Document	Description
Admin Guide	Deploy and manage your gateway
Developer Guide	Build apps with the SDK
Adding Plugins	Enable resource plugins
Plugin Development	Create custom plugins
API Reference	Gateway API endpoints

---

Plugin Architecture

Glueco Gateway uses a plug-and-play plugin system.
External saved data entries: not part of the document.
PR #1193, opened 2022-07-18
Remove DATETIME_PRECISION as it's not present in MySQL 5.5

### LINKED ISSUE #1192: MySQL 5.5 does not have DATETIME_PRECISION
**Software versions**
MySqlConnector version:
Server type (MySQL, MariaDB, Aurora, etc.) and version: MySQL 5.5
.NET version: 6.0

**Describe the bug**
When using the SchemaProvider to get the columns within the FillColumns the requested data for the DATETIME_PRECISION is simply not present for MySQL 5.5 servers.

**Exception**
image

malessainray:
Fixes #1192


bgrainger:
Please wait until https://github.com/mysql-net/MySqlConnector/pull/1190 is merged in, as it's going to replace all this code.

I also disagree with removing the column from later MySQL versions, just because an unsupported version of MySQL (5.5) doesn't have it. We need to find a better way to test for it at runtime.

tests/SideBySide/SchemaProviderTests.cs
```diff
@@ -49,7 +49,6 @@ public void ColumnsSchema()
 		AssertHasColumn("CHARACTER_MAXIMUM_LENGTH", typeof(long));
 		AssertHasColumn("NUMERIC_PRECISION", typeof(ulong));
 		AssertHasColumn("NUMERIC_SCALE", typeof(ulong));
-		AssertHasColumn("DATETIME_PRECISION", typeof(uint));
```
bgrainger, line 52: This code exists to verify that changes haven't introduced a regression; you can't just delete it to make the tests pass.

bgrainger (changes requested):
Don't delete existing tests.

PR #1197, opened 2022-07-31
Add GetBytes method with name

CorentinPtrl:
Just add a GetBytes method without ordinal


bgrainger:
(I've fixed the spurious build error.)

CorentinPtrl:
Yeah i agree with the DCO, but i just thought it could simplify the use of GetBytes since every other getter has his overload

bgrainger:
Added in [2.1.13](https://github.com/mysql-net/MySqlConnector/releases/tag/2.1.13).

PR #1206, opened 2022-08-18
Avoid culture aware comparisons and a string allocation

iamcarbon:
The standard string == operator is a culture aware comparison. Updating these to "is" makes these culture invariant.

This PR removes the few instances of these.

It also removes a single string allocation when checking for HasDelimiter. There are also a few other opportunities to avoid string allocations if we raise our minimum target to NET461 (ideally NET462).

### DIFF
--- a/src/MySqlConnector/Core/ConnectionSettings.cs
+++ b/src/MySqlConnector/Core/ConnectionSettings.cs
@@ -27,7 +27,7 @@ internal sealed class ConnectionSettings
 			if (csb.LoadBalance != MySqlLoadBalance.RoundRobin)
 				throw new NotSupportedException("LoadBalance not supported when ConnectionProtocol=NamedPipe");
 			ConnectionProtocol = MySqlConnectionProtocol.NamedPipe;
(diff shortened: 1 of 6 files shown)


bgrainger:
> The standard string == operator is a culture aware comparison.

I'm extremely skeptical of this claim; do you have proof?

bgrainger:
[`==` and `is`](https://sharplab.io/#v2:EYLgtghglgdgNAFxFANgHwAICYCMBYAKAwGYACbUgYVIG9DSHyzgB7FlUgWRwAoMcADKQDOASlr1GUjAHYRpALwLSAIhYwApioDckhgF89TUq3ZcsfQSPF0CU6XOGkoTlQgDuLHUcMF9QA==) look identical to me.

bgrainger:
> It also removes a single string allocation when checking for HasDelimiter. 

Thanks. Can you reduce the PR down to just this one change?

iamcarbon:
@bgrainger Totally right, == and is operates are both do ordinal (case-sensitive and culture-insensitive) comparisons! Thanks for double checking the source generation too -- I've updated my knowledge!

I've posted a single clean PR for the single allocation reduction.

PR #1252, opened 2022-12-10
Avoid normalize parameter every operation in prepared query

neuecc:
If using prepared query,
`SingleCommandPayloadCreator.WritePreparedStatement` calls `parameterCollection?.NormalizedIndexOf` and it allocates string(Trim `@`).
However, since the Parameter of a Prepared Statement is always the same, if it is Normalized in advance, it will not be Allocated each time.

This PR adds `List<string?> NormalizedParameterNames` to `ParsedStatement` (`ParsedStatement` is only used prepared query).
Also added MySqlParameterCollection.UnsafeIndexOf, which is an IndexOf that expects the argument to be already normalized.

This improves the performance of Prepared Queries that are executed multiple times.

### DIFF
--- a/src/MySqlConnector/Core/ParsedStatement.cs
+++ b/src/MySqlConnector/Core/ParsedStatement.cs
@@ -18,6 +18,12 @@ internal sealed class ParsedStatement
 	public List<string?> ParameterNames { get; } = new();
 
 	/// <summary>
+	/// The normalized names of the parameters (if known) of the parameters in the prepared statement. There
+	/// is one entry in this list for each parameter, which will be <c>null</c> if the name is unknown.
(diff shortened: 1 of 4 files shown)


bgrainger (approved):
Do you affirm the Developer Certificate of Origin for this contribution? https://developercertificate.org/

neuecc:
> Do you affirm the Developer Certificate of Origin for this contribution? https://developercertificate.org/

yes, and sorry for missed DCO.

bgrainger:
Shipped in [2.2.3](https://github.com/mysql-net/MySqlConnector/releases/tag/2.2.3); thanks for the contribution!

PR #1253, opened 2022-12-10
Remove `FormatInvariant` helper method

bgrainger:
Many of these usages are in creating exception messages, so this won't improve runtime performance much. However, there are a few usages when serialising parameter values.


bgrainger:
Removed in [2.2.3](https://github.com/mysql-net/MySqlConnector/releases/tag/2.2.3).

PR #1269, opened 2022-12-28
Make MySqlDataSource available in all builds of the library

bgrainger:
This will be the recommended way to configure logging and other settings.


src/MySqlConnector/Shims/DbDataSource.cs
```diff
@@ -0,0 +1,93 @@
+#if !NET7_0_OR_GREATER
+namespace System.Data.Common;
```
ejball, line 2: This wouldn't play nice with another package with the same shim, but maybe that's not much a risk?

bgrainger: The obvious example is Npgsql: https://github.com/npgsql/npgsql/blob/main/src/Npgsql/Shims/DbDataSource.cs

MySqlConnector has had a `DbColumn` shim for a long time, too, and no one has reported any problems: https://github.com/mysql-net/MySqlConnector/blob/master/src/MySqlConnector/Shims/DbColumn.cs

It would only be a problem if someone were trying to reference this type, right? Which seems very unlikely.

ejball: > It would only be a problem if someone were trying to reference this type, right?

Yeah, I think that's right.

Issue #446, opened 2018-03-06
Support CLIENT_OPTIONAL_RESULTSET_METADATA


bgrainger:
A new client flag in MySQL 8.0:

* https://dev.mysql.com/doc/refman/8.0/en/c-api-optional-metadata.html
* https://dev.mysql.com/worklog/task/?id=8134

Would need to be controlled by a new connection string option (`OmitResultSetMetadata=true`?).

Required for aspnet/DataAccessPerformance#34.

bgrainger:
The client can control this on a per-result-set basis by executing `SET @@resultset_metadata=NONE|FULL;`; a connection string option may be unnecessary?

PR #1301, opened 2023-03-31
Permit skipping metadata for MariaDB

rusher:
Since MariaDB 10.6 (with https://jira.mariadb.org/browse/MDEV-19237) binary result-set can skip sending metadata when they haven't changed.
This avoid network data and parsing client side.

Benchmarks results using DDL:
```
CREATE TABLE test100 (i1 int,i2 int,...,i100 int);
INSERT INTO test100 value (1,2,...,100);
```

test methods:
```
    [Benchmark]
    public async Task<int> readOneRow100FieldsAsync()
    {
        var total = 0;
        {
            cmd.CommandText = "select * FROM test100";
            {
                    for (var i = 0; i < 100; i++)
                        total += reader.GetInt32(i);
            }
        }
        return total;
    }

    [Benchmark]
    public async Task<int> readOneRow100FieldsPrepareAsync()
    {
        var total = 0;
        {
            cmd.CommandText = "select * FROM test100";
            cmd.Prepare();
            {
                    for (var i = 0; i < 100; i++)
                        total += reader.GetInt32(i);
            }
        }
        return total;
    }
```

before PR:
```
|                          Method |        Library |      Mean |    Error |
|-------------------------------- |--------------- |----------:|---------:|
|        readOneRow100FieldsAsync | MySqlConnector | 104.47 us | 1.468 us |
| readOneRow100FieldsPrepareAsync | MySqlConnector |  92.49 us | 1.154 us |
```
After PR:
```
|                          Method |        Library |      Mean |    Error |
|-------------------------------- |--------------- |----------:|---------:|
|        readOneRow100FieldsAsync | MySqlConnector | 103.99 us | 0.914 us |
| readOneRow100FieldsPrepareAsync | MySqlConnector |  71.50 us | 1.402 us |
```

### DIFF
--- a/src/MySqlConnector/Core/CommandListPosition.cs
+++ b/src/MySqlConnector/Core/CommandListPosition.cs
@@ -8,6 +8,7 @@ internal struct CommandListPosition
 	public CommandListPosition(IReadOnlyList<IMySqlCommand> commands)
 	{
 		Commands = commands;
+		PreparedStatements = null;
 		CommandIndex = 0;
 		PreparedStatementIndex = 0;
 	}
@@ -18,6 +19,11 @@ internal struct CommandListPosition
 	public IReadOnlyList<IMySqlCommand> Commands { get; }
 
 	/// <summary>
+	/// Associated prepared statements of commands
+	/// </summary>
+	public PreparedStatements? PreparedStatements;
+
+	/// <summary>
 	/// The index of the current command.
 	/// </summary>
 	public int CommandIndex;
@@ -26,4 +32,9 @@ internal struct CommandListPosition
 	/// If the current command is a prepared statement, the index of the current prepared statement for that command.
 	/// </summary>
 	public int PreparedStatementIndex;
+
+	/// <summary>
+	/// Retrieve the last used prepared statement
+	/// </summary>
+	public PreparedStatement? LastUsedPreparedStatement;
 }
--- a/src/MySqlConnector/Core/ResultSet.cs
+++ b/src/MySqlConnector/Core/ResultSet.cs
@@ -116,42 +116,55 @@ internal sealed class ResultSet
 				}
 				else
 				{
-					static int ReadColumnCount(ReadOnlySpan<byte> span)
+					var columnCountPacket = ColumnCountPayload.Create(payload.Span, Session.SupportsMetaSkip);
+					if (!columnCountPacket.MetadataFollows)
 					{
-						var reader = new ByteArrayReader(span);
-						var columnCount_ = (int) reader.ReadLengthEncodedInteger();
-						if (reader.BytesRemaining != 0)
-							throw new MySqlException("Unexpected data at end of column_count packet; see https://github.com/mysql-net/MySqlConnector/issues/324");
-						return columnCount_;
+						// reuse previous metadata
+						var preparedStatement = DataReader.CurrentPrepareStmt()!;
+						ColumnDefinitions = preparedStatement.Columns!;
+						ColumnTypes = new MySqlDbType[columnCountPacket.ColumnCount];
+						for (var column = 0; column < columnCountPacket.ColumnCount; column++)
+						{
+							ColumnTypes[column] = TypeMapper.ConvertToMySqlDbType(ColumnDefinitions[column],
+								Connection.TreatTinyAsBoolean, Connection.GuidFormat);
+						}
 					}
-					var columnCount = ReadColumnCount(payload.Span);
-
-					// reserve adequate space to hold a copy of all column definitions (but note that this can be resized below if we guess too small)
-					Utility.Resize(ref m_columnDefinitionPayloads, columnCount * 96);
-
-					ColumnDefinitions = new ColumnDefinitionPayload[columnCount];
-					ColumnTypes = new MySqlDbType[columnCount];
-
-					for (var column = 0; column < ColumnDefinitions.Length; column++)
+					else
 					{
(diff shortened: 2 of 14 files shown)


bgrainger:
Thanks! I will take a look when I'm back from vacation.

I assume this may be related to https://github.com/mysql-net/MySqlConnector/issues/446 although MariaDB uses a different flag value to enable the capability? (Or maybe it's a completely different on-the-wire way to avoid sending metadata?)

rusher:
In term of protocol, that correspond to the mysql change you indicate. 
Still this is not the exact same thing : 
* for MySQL there a capability CLIENT_OPTIONAL_RESULTSET_METADATA that permit to enable this functionality, then when @@session.resultset_metadata is "NONE", all result-set metadata won't then be sent.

Each provider (OpenAI, Groq, Gemini, Resend) is a self-contained plugin package that can be enabled or disabled independently.

How Plugins Work

• Modular by design — Add or remove providers without touching core gateway code
• Dual-entrypoint — Each plugin has /proxy (server-side) and /client (SDK) exports
• Schema-first enforcement — Plugins define validation and policy rules declaratively
• Easy to extend — Create custom plugins for any API using the template

Enabling Plugins

Edit proxy.plugins.ts at the root:

export default {
"llm:groq": true,
"llm:openai": true,
"llm:gemini": true,
"mail:resend": true,
};

→ See Package Architecture for creating custom plugins.

---

Project Structure

├── apps/proxy/           # Next.js gateway application
├── packages/
│   ├── sdk/              # Client SDK for apps
│   ├── shared/           # Shared types and contracts
│   ├── plugin-llm-*/     # LLM provider plugins
│   └── plugin-mail-*/    # Email provider plugins
├── examples/
│   └── demo-target-app/  # Demo application
└── docs/                 # Documentation

---

Contributing

We welcome contributions! See CONTRIBUTING.md for guidelines.

---

Security

Found a vulnerability? Please report it privately to dev.umernisar@gmail.com .

---

License

MIT License - see LICENSE for details.

---

Built with ❤️ for developers who value security and control.